Entre tanto viaje pasó inadvertida la visita de Milei a El Salvador. Y recibió poca o nula importancia el puñado de características específicas que hacen a ese país tan distinto de la Argentina. Una mirada a fondo más allá de la zona de confort.
El 1º de junio el sistema de medios hegemónicos pudo mostrar al mundo que hay que ser corajudo para trabajar de titular del Poder Ejecutivo, porque poco antes de que Milei abordara su avión en los EE.UU. a fin de participar en El Salvador de la asunción presidencial de Nayib Bukele por segunda vez, se habría desbaratado un atentado con bombas que tenía la intención de frustrar los festejos. También hay que ser corajudo para soportar el zarandeo de la variedad y riqueza de pensamientos políticos, narcisismos, puntos de vista y formulaciones ideológicas (casi tantas como intereses en juego) por lo general más propensas a la autonomía que a la sumisión. En tal sentido Javier Milei, que se piensa en los umbrales del liderazgo planetario de la ultraderecha neoliberal, pero en su variante libertaria o anarcocapitalista, con la rigidez estatuaria que suele adoptar en público debió soportar que Nayib Bukele pronunciara un discurso de asunción con algunas definiciones molestas para él. Dijo Bukele, por ejemplo: “Lo público debe ser mejor que lo privado. No hagan caso a voces que tratan de envenenar la mente de la gente cuando construimos algo bueno para el pueblo y que es el pueblo el que lo utiliza…”

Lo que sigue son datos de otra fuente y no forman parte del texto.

PR #629, opened 2020-12-22
Better handling for array slicing with literal indexes

### LINKED ISSUE #566: basic indexing : creating a view with Integers + slice objects
in basic indexing, python has a specific behaviour when mixing slice objects and Integers.

**To Reproduce**
```python
a = numpy.array([[1, 2, 3], [4, 5, 6]])
x = a[1, 1:]
y = a[1:, 1:]

x >>> [5, 6]
y >>> [[5, 6]]
```

Here is the behaviour of python for the **basic indexing**:

- An integer `i` returns the same values as the slice `i:i+1`, except the dimensionality of the returned array view is reduced by 1. In particular, a selection tuple with the p-th element an integer (and all other entries being slices `:`) returns the corresponding sub-array with dimension N - 1. If N = 1 then the returned object is an array scalar. These objects are explained in Scalars.

- If the selection tuple has all entries being simple slices `:` except the p-th entry which is a slice object `i:j:k`, then the returned array has dimension N formed by concatenating the sub-arrays returned by integer indexing of elements i, i+k, …, i + (m - 1) k < j,

- Basic slicing with more than one non-: entry in the slicing tuple, acts like a repeated application of slicing using a single non-`:` entry, where the non-`:` entries are successively taken (with all other non-`:` entries replaced by `:`). Thus, x[ind1,...,ind2,:] acts like x[ind1][...,ind2,:] under basic slicing.

nhamidn:
This fixes #566:

- Pass the rank value to the `array_slicing` function to make sure we got the correct one;
- Handle literals indexes.


pyccel/stdlib/ndarrays/ndarrays.c
```diff
@@ -189,14 +189,14 @@ t_slice new_slice(int32_t start, int32_t end, int32_t step)
...
-t_ndarray array_slicing(t_ndarray arr, ...)
+t_ndarray array_slicing(t_ndarray arr, int n, ...)
 {
     t_ndarray view;
     va_list  va;
     t_slice slice;
     int32_t start = 0;
 
-    view.nd = arr.nd;
+    view.nd = n;
```
saniQQ, line 199: you should modify the call to `va_start` to start from `n` not `arr`

pyccel/codegen/printing/ccode.py
```diff
@@ -673,8 +673,10 @@ def _print_IndexedElement(self, expr):
                     if isinstance(ind, Slice):
                         inds[i] = self._new_slice_with_processed_arguments(ind, PyccelArraySize(base, i),
                             allow_negative_indexes)
+                    else:
+                        inds[i] = Slice(ind, PyccelAdd(ind, LiteralInteger(1)), LiteralInteger(1))
```
saniQQ, line 677: did you test with the decorator `allow_negative_index`

saniQQ (changes requested):

EmilyBourne:
This is marked as `needs_initial_review` and `draft`. Could you remove the label until it is ready or mark it as ready please

nhamidn:
how negative indexes are handled in the case of a program? we can't use decorators. @saidctb @yguclu

MenoIy (approved):

EmilyBourne (changes requested):
Could you add tests for the c code translation please. These can go in the pyccel folder as epyccel does not work yet

pyccel/codegen/printing/ccode.py
EmilyBourne: I would also like the answer to this question which was resolved without an answer

tests/pyccel/scripts/arrays_view.py
```diff
@@ -39,8 +39,24 @@ def array_view_negative_variable_step():
...
 
+@allow_negative_index('a')
+def array_view_negative_var():
+    a = np.array([[1, 2, 3], [4, 5, 6], [7, 9, 5]])
+    v = -1
+    x = a[v,1:]
+    for i in range(2):
+        print(x[i])
+
+def array_view_positive_literal():
```
EmilyBourne, line 50: It seems like this test isn't used. Was that done on purpose?

nhamidn: Oups, i forgot to call the function

pyccel/codegen/printing/ccode.py
nhamidn: yes, i tested with the `allow_negative_index` decorator, it's working now.

EmilyBourne: I looked at an example:
```
@allow_negative_index('a')
def array_view_negative_var():    
    a = np.array([[1, 2, 3], [4, 5, 6], [7, 9, 5]])
    v = -1
    x = a[v,1:]
```
is translated to:
```
    t_ndarray a;
    int64_t v;
    t_ndarray x;
    int64_t i;

    a = array_create(2, (int32_t[]){3, 3}, nd_int64);
    int64_t array_dummy_0006[] = {1, 2, 3, 4, 5, 6, 7, 9, 5};
    memcpy(a.nd_int64, array_dummy_0006, a.buffer_size);

    v = -1;
    x = array_slicing(a, 1, new_slice((v < 0) ? 3 + v : v, (v < 0) ? 3 + v : v + 1, 1), new_slice(1, a.shape[1], 1));
```
So for the negative index the new slice is:
```
new_slice(3 + v, 3 + v, 1)
```
whereas for the positive index the new slice is:
```
new_slice(v, v + 1, 1)
```
Can you explain this?

EmilyBourne: Is it possible that this is a parenthesis issue? I.e.: `(v < 0) ? 3 + v : v + 1` is equivalent to `((v < 0) ? 3 + v : v) + 1`?

EmilyBourne: This is not the case (see issue #648). Given that fact why does `new_slice(3 + v, 3 + v, 1)` give a  slice of size 1 and not size 0?

nhamidn: `new_slice(3 + v, 3 + v, 1)` must give a slice of size 0 in this case, it should be `new_slice(3 + v, 3 + v + 1, 1)`, i think the problem is from the `_new_slice_with_processed_arguments` method which was introduced on another pull request.
@saniQQ is this a problem? using `new_slice(3 + v, 3 + v, 1)` and not `new_slice(3 + v, 3 + v + 1, 1)` for negative index ?

EmilyBourne: It doesn't appear to be a problem as it works. But I can't seem to work out how it works. `new_slice(3 + v, 3 + v, 1)` does seem to be returning a slice of size 1 but `new_slice(v,v,1)` correctly returns size 0. I have probably missed something but I think it's worth checking what before I approve

saniQQ: i think there is a bug related to the pull request that u mentioned as it should be `new_slice((v < 0) ? 3 + v : v, ((v < 0) ? 3 + v : v) + 1, 1)` there is a missing parenthesis the addition should be around the ternary
as of why they seem to have different sizes is just the fact that one is not what it's supposed to be + we are not checking for the bounds.

EmilyBourne: Ok that makes sense as the memory is shared. I did test the shape, but probably I didn't check if we were using the ndarray shape or just the shape that pyccel calculated. If we all agree that the current code is wrong then this needs fixing before we merge. It would also be useful if the code could be tested with the fix to #648 (even if it's only locally) before merging

nhamidn: i think this should be marked as resolved, I have tested using the fix of #648 and the result was :

```
void array_view_negative_var(void)
{
    t_ndarray a;
    int64_t v;
    t_ndarray x;

    a = array_create(2, (int32_t[]){3, 3}, nd_int64);
    int64_t array_dummy_0001[] = {1, 2, 3, 4, 5, 6, 7, 9, 5};

    v = -1;
    x = array_slicing(a, 1, new_slice(v < 0 ? 3 + v : v, (v < 0 ? 3 + v : v) + 1, 1), new_slice(1, a.shape[1], 1));
    free_array(a);
    free_pointer(x);
}
```

EmilyBourne (approved):

saniQQ (approved):

yguclu (approved):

Si bien Bukele y Milei animan con entusiasmo el avance de la ultraderecha que es, parafraseando el comienzo del preámbulo de un manifiesto famoso, la antítesis de un fantasma recorriendo Europa y el resto de Occidente, ideológicamente el libertario parece un emergente pintoresco que todavía opera en relativa soledad. Bukele ganó su reelección plebiscitariamente (obtuvo el 84,6% de los votos), pero debió forzar el orden constitucional porque no estaba previsto que un presidente ejerciera un segundo mandato a continuación del primero, o sea, de manera inmediata. Por añadidura el efusivo saludo de Milei encendió luces de alarma en la oposición democrática argentina ya que preguntó, apenas completó la reverencia: “¿Cómo es esto de ser reelecto?” A lo cual Bukele dijo: “Es necesario porque cuando uno emprende reformas no alcanza el tiempo; cuando se empiezan a ver los frutos se termina el mandato y se necesita poder administrar los frutos”.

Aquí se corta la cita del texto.